Data extracted from a collection:

PR #2676, opened 2021-03-05
lsp-csharp.el: add "lsp-csharp-solution-file" customizable

razzmatazz:
This can be used to select a particular solution file to load out of
many in a large project to reduce loading time by loading just the
projects that are included in the solution only.


yyoncho (approved):
Merging as it is. Although, we typically have one generic param `args` which is a list of strings.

**About this task**: Restate the records word for word, leaving nothing out.

**Answer for the task**:
PR #2676, opened 2021-03-05
lsp-csharp.el: add "lsp-csharp-solution-file" customizable

razzmatazz:
This can be used to select a particular solution file to load out of
many in a large project to reduce loading time by loading just the
projects that are included in the solution only.


yyoncho (approved):
Merging as it is. Although, we typically have one generic param `args` which is a list of strings.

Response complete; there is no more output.